Over 400 Demonstrators Arrested in Turkey as Erdogan Tightens Grip 

Over 50,000 police officers flooded Istanbul, shutting down major transportation networks and arresting more than 400 protesters in response to mass May Day demonstrations across Turkey’s largest city. The crackdown came amid heightened political tensions following the arrest and jailing of opposition presidential candidate Ekrem Imamoglu, the now former mayor of Istanbul and principal challenger to President Recep Tayyip Erdogan in Turkey’s 2028 presidential elections.

Interior Minister Ali Yerlikaya confirmed on X that “407 protesters were arrested in Istanbul,” while the Istanbul governor’s office reported that 52,656 police officers were deployed throughout the city. The operation involved halting key metro, bus, and ferry services and locking down access to Taksim Square, a traditional site for labor protests that has been off-limits to demonstrations since 2013.

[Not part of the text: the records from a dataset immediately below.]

Issue #943, opened 2018-07-13
Able integrating avatars in game lobby.


GodFuper:
Modification of the client to transfer data about the player's avatar in the game lobby for him display. Game lobby uses cached avatars files from /programdata/FAForever/cache/avatars .
#942

PR #942, opened 2018-07-12
Modification of the client in order to transfer the parameters of the avatar in the game lobby.

GodFuper:
Adaptation to avatar in the lobby. Lobby will use name.png avatars.

PR #944, opened 2018-07-13
Send avatar info in game lobby

GodFuper:
Sending player avatar info (name/tooltip) in game lobby for displaying near nickname.

last #943 #942

### DIFF
--- a/src/main/java/com/faforever/client/fa/LaunchCommandBuilder.java
+++ b/src/main/java/com/faforever/client/fa/LaunchCommandBuilder.java
@@ -179,18 +179,18 @@ public class LaunchCommandBuilder {
     String localIp = Inet4Address.getLoopbackAddress().getHostAddress();
     if (localGpgPort != null) {
       command.add("/gpgnet");
-      command.add(localIp + ":" + localGpgPort);
+      command.add(String.format("%s:%d", localIp, localGpgPort));
     }
 
 
     if(avatarUrl != null) {
-	  String urlTOfilename = null; // In lobby it is easier to use the name of the avatar file than the link itself.
-	  urlTOfilename = Paths.get(URI.create(avatarUrl).getPath()).getFileName().toString();
-      command.add("/avatarurl");   // If you change the command, you need to remember to change in lobby.
-      command.add(String.valueOf(urlTOfilename)); 
+	  String urlToFilename = null;
+	  urlToFilename = Paths.get(URI.create(avatarUrl).getPath()).getFileName().toString();
+      command.add("/avatarurl");
+      command.add(urlToFilename);
 
       command.add("/avatartooltip");
-      command.add(String.valueOf(avatarTooltip));
+      command.add(avatarTooltip);
     }
 
     if (mean != null) {
--- a/src/main/java/com/faforever/client/fa/LaunchCommandBuilder.java
+++ b/src/main/java/com/faforever/client/fa/LaunchCommandBuilder.java
@@ -7,6 +7,7 @@ import org.springframework.util.StringUtils;
 import java.net.Inet4Address;
 import java.net.URI;
 import java.nio.file.Path;
+import java.nio.file.Paths;
 import java.util.ArrayList;
 import java.util.Arrays;
 import java.util.List;
@@ -21,6 +22,8 @@ public class LaunchCommandBuilder {
   private Float deviation;
   private String country;
   private String clan;
+  private String avatarUrl;
+  private String avatarTooltip;
   private String username;
   private Integer uid;
   private Path executable;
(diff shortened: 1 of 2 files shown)


src/main/java/com/faforever/client/fa/LaunchCommandBuilder.java
```diff
@@ -169,6 +182,17 @@ public LaunchCommandBuilder rehost(boolean rehost) {
       command.add(localIp + ":" + localGpgPort);
     }
 
+
+    if(avatarUrl != null) {
+	  String urlTOfilename = null; // In lobby it is easier to use the name of the avatar file than the link itself.
```
Geosearchef: formatting off

src/main/java/com/faforever/client/fa/LaunchCommandBuilder.java
```diff
@@ -169,6 +182,17 @@ public LaunchCommandBuilder rehost(boolean rehost) {
...
+	  urlTOfilename = Paths.get(URI.create(avatarUrl).getPath()).getFileName().toString();
```
Geosearchef: why do you first create and then assign inside the same block?
(multiple times)

src/main/java/com/faforever/client/fa/LaunchCommandBuilder.java
```diff
@@ -169,6 +182,17 @@ public LaunchCommandBuilder rehost(boolean rehost) {
...
+      command.add("/avatarurl");   // If you change the command, you need to remember to change in lobby.
+      command.add(String.valueOf(urlTOfilename));
```
Geosearchef: remove `String.valueOf`, urlTOfilename is already a string

src/main/java/com/faforever/client/fa/LaunchCommandBuilder.java
```diff
@@ -169,6 +182,17 @@ public LaunchCommandBuilder rehost(boolean rehost) {
       command.add(localIp + ":" + localGpgPort);
```
Geosearchef: Not part of your changes, but gonna mention it anyways ;P  
`String.format("%s:%d", localIp, localGpgPort)`

src/main/java/com/faforever/client/fa/LaunchCommandBuilder.java
Geosearchef: also, java convention would be to name this variable `urlToFilename`

Geosearchef (changes requested):
PR looks good, but:

This lead to a long discussion in #game-developement with the result that player's avatar, rating and games need to be checked by each client, either by reading a file/contacting API/server /gpgnet.  Therefore the avatar will not be send by other players which hand it to their client as a command line parameter.

src/main/java/com/faforever/client/fa/LaunchCommandBuilder.java
GodFuper: @Geosearchef Like I tried to do so, but the Travis (plugin in github) gave an error.

Geosearchef:
I also want to mention that you don't need to recreate your pull request unless you change the branch. You can just force push to your current branch and the PR will update automatically. So if you wanna e.g. implement requested changes you can just commit them while ticking the `amend` box during the process and the force push. Github will automatically detect when something I requested a change on changed and marked the request as processed.

src/main/java/com/faforever/client/fa/LaunchCommandBuilder.java
Geosearchef: Pls do it again and let me take a look. I can't believe that, maybe there was something else going wrong. If it really happened due to this we need to fix travis, not the code ;).

GodFuper:
@Geosearchef 
Your long discussions in #game-development are at the stage of conversations. "need to be checked by each client, either by reading a file/contacting API/server /gpgnet." The implementation of this may take months or even more. That before, that now not was protection from this. Currently there is no API/server connection. So this is no reason to cancel this development. This is the minimum that will make avatars more attractive. Although I also believe that it is necessary to communicate with the API and the server.

1-alex98:
There seem to be user that actively exploit such security breaches. Eventhough that is really stupid. So we need to do it securely

1-alex98:
Should we every change to the java server we will be able to validate users avatars

GodFuper:
Axel, well, have you already done the modification for validate players?

1-alex98:
downlord did it, not me I reviewed it... but as i said on java-server

GodFuper:
so now let's insert the avatar in the lobby?

1-alex98:
java-server is not deployed and we would also need to add this check once it is deployed

GodFuper:
Well, if my help will be need, write me.

1-alex98:
You can help where you want, there are lots of issues open across all different repos. But deciding to deploy java-server can not be helped I assume. You could help improving it if you wanted

1-alex98:
We will close this. We can reopen if server support for this is up.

Agence France-Presse (AFP) journalists on the ground reported several dozen arrests in neighborhoods on the European side of the city. Authorities also detained 100 individuals the previous day for allegedly planning to protest in Taksim, bringing the total number of reported arrests over two days to more than 500. “The number of arrests that have been reported to us exceeds 400,” the Istanbul branch of the CHD lawyers group wrote on X.

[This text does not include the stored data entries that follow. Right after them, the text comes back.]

PR #947, opened 2018-07-19
Fixes #946 New Gradle version & Eclipse JavaFx fix

### LINKED ISSUE #946: Reduce project setup friction
### Eclipse & JavaFx
Eclipse tries to detect and block access to classes/methods that it deems "non-public" (part of internal code rather than public API). This detection usually works fine but is a known problem for JavaFX. Other methods/classes which it blocks:
- com.sun.webkit.WebPage # setBackGroundColor(int)
- com.sun.glass.ui.Window
- netscape.javascript.JSObject 

This can be solved by explicitly allowing access with gradle eclipse plugin. Gradle Eclipse plugin does not work with the current Gradle version, so a Gradle upgrade would be needed for this.

### Java 10
The current gradlew.bat wrapper (NOT Gradle itself; the wrapper which downloads/upgrades/executes gradle) crashes if executed while Java 10 is default on system (which is the case if Java 10 was installed on the system). 

Since the Gradle wrapper is responsible for selecting the right JDK when executing Gradle, this can not be fixed by passing the right JDK via args. So, a gradle upgrade would be needed to fix this, too.

### Gradle upgrade
Currently investigating.

Pull request will land when done. Can I assign myself to this issue?

Katharsas:
Fixes #946 .
I separated the eclipse stuff into its own build file. Of course it could also stay in the normal build file, or in some folder.
This PR causes Hamcrest version to change from 1.4 to 1.3


Katharsas:
Travis failed with
> The command "curl https://download-keycdn.ej-technologies.com/install4j/install4j_unix_7_0_7.tar.gz | tar xzf -C /tmp" failed and exited with 2 during .

Brutus5000:
There is also a reason in the log:

> 2.16s$ curl https://download-keycdn.ej-technologies.com/install4j/install4j_unix_7_0_7.tar.gz | tar xzf -C /tmp
> tar (child): -C: Cannot open: No such file or directory

Since you are piping in the file, remove the `f` parameter from the `tar` command.

Katharsas:
This PR is not in any way or form related to Travis or install4j or curl.

micheljung (dismissed):

micheljung:
Can you rebase and check if it still works as intended? The project is now OpenJDK 10

Katharsas:
Working on it, sec...
(Btw: I think separating JavaFX into dependencies causes Eclipse to not complain about JavaFX anymore, so thats nice.)

Katharsas:
Ok i have removed the rules for JavaFX (since not necessary anymore) and rebased. Eclipse does not find errors in non-Tests. Gradle compile works fine of course.

Eclipse only shows two compile errors in ChatControllerTest:
- https://github.com/FAForever/downlords-faf-client/blob/develop/src/test/java/com/faforever/client/chat/ChatControllerTest.java#L157
`Description	Resource	Path	Location	Type
The method thenReturn(capture#10-of ? extends Channel) in the type OngoingStubbing<capture#10-of ? extends Channel> is not applicable for the arguments (Channel)	ChatControllerTest.java	/downlords-faf-client/src/test/java/com/faforever/client/chat	line 157	Java Problem`

- https://github.com/FAForever/downlords-faf-client/blob/develop/src/test/java/com/faforever/client/chat/ChatControllerTest.java#L171
`Description	Resource	Path	Location	Type
The method thenReturn(capture#22-of ? extends ChatChannelUser) in the type OngoingStubbing<capture#22-of ? extends ChatChannelUser> is not applicable for the arguments (ChatChannelUser)	ChatControllerTest.java	/downlords-faf-client/src/test/java/com/faforever/client/chat	line 171	Java Problem`

But thats not an issue i guess since its a single test and not related to this PR anyway.

Katharsas:
Actually it seems like this PR can be trashed because the new Eclipse version does not show errors whatsoever (with or wothout this PR).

While thousands joined authorized labor union rallies on the Asian side of Istanbul, the city’s core was effectively paralyzed. “They blocked all the streets, as if it’s a state of emergency,” a student named Murat told AFP. “That shows the government is scared.”

The clampdown has drawn sharp criticism from human rights groups. Amnesty International urged the Turkish government to reverse its ban on protests in Taksim. “The restrictions on May Day celebrations in Taksim Square are based on entirely spurious security and public order grounds and… must be urgently lifted,” said Dinushika Dissanayake, the group’s specialist on Europe.

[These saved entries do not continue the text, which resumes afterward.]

PR #685, opened 2024-04-05
Fix CleanRip hash output for Check

Deterous:
- Only generates ClrMamePro datafile if the mediatype is CDROM
- Deals with case when CleanRip log doesn't have hashes
- Bonus: renames the CleanRip file :)

Should the ISO be hashed regardless of presence of hash in the CleanRip log? (to double check)
What should happen if the hash of the ISO is mismatched with the log?


MPF.Core/Modules/CleanRip/Parameters.cs
```diff
@@ -182,6 +184,30 @@ public override List<string> GetLogFilePaths(string basePath)
...
+                            // Warning
+                        }
+                        if (md5 != string.Empty && md5 != isoMD5)
+                        {
+                            // Warning
+                        }
+                        if (sha1 != string.Empty && sha1 != isoSHA1)
+                        {
+                            // Warning
+                        }
```
mnadareski, line 203: I understand why you want to add these here eventually, but are they needed right now?

mnadareski (approved):

PR #691, opened 2024-04-16
Custom non-redump Redumper options

### LINKED ISSUE #690: [Request] Add an option for redumper --drive-sector-order
My Pioneer drive doesn't support C2 error codes, so I have to specify `--drive-sector-order=DATA_SUB` on the command line every time. It'd be much more convenient if there was a dropdown for the sector order alongside the existing BE_CDDA option.

Alternatively, a way to specify misc extra params to always get added on to the command line would also be nice.

Deterous:
Currently, MPF UI options allows for Redumper BE_CDDA mode and GENERIC drive type.
These are somewhat arbitrary (e.g. why not also allow BE mode, or other drive types) and more importantly can misinform users who may set these options without knowing that they are not supported for redump submission.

The Erdogan administration’s aggressive security measures and the targeting of its main political opposition have raised new concerns about democratic freedoms in Turkey. The May Day demonstrations are the latest in a series of protests that have erupted across Turkey since the detention of Imamoglu, resulting in the arrests of civilians, students, and journalists, and mass online censorship by the government in Ankara.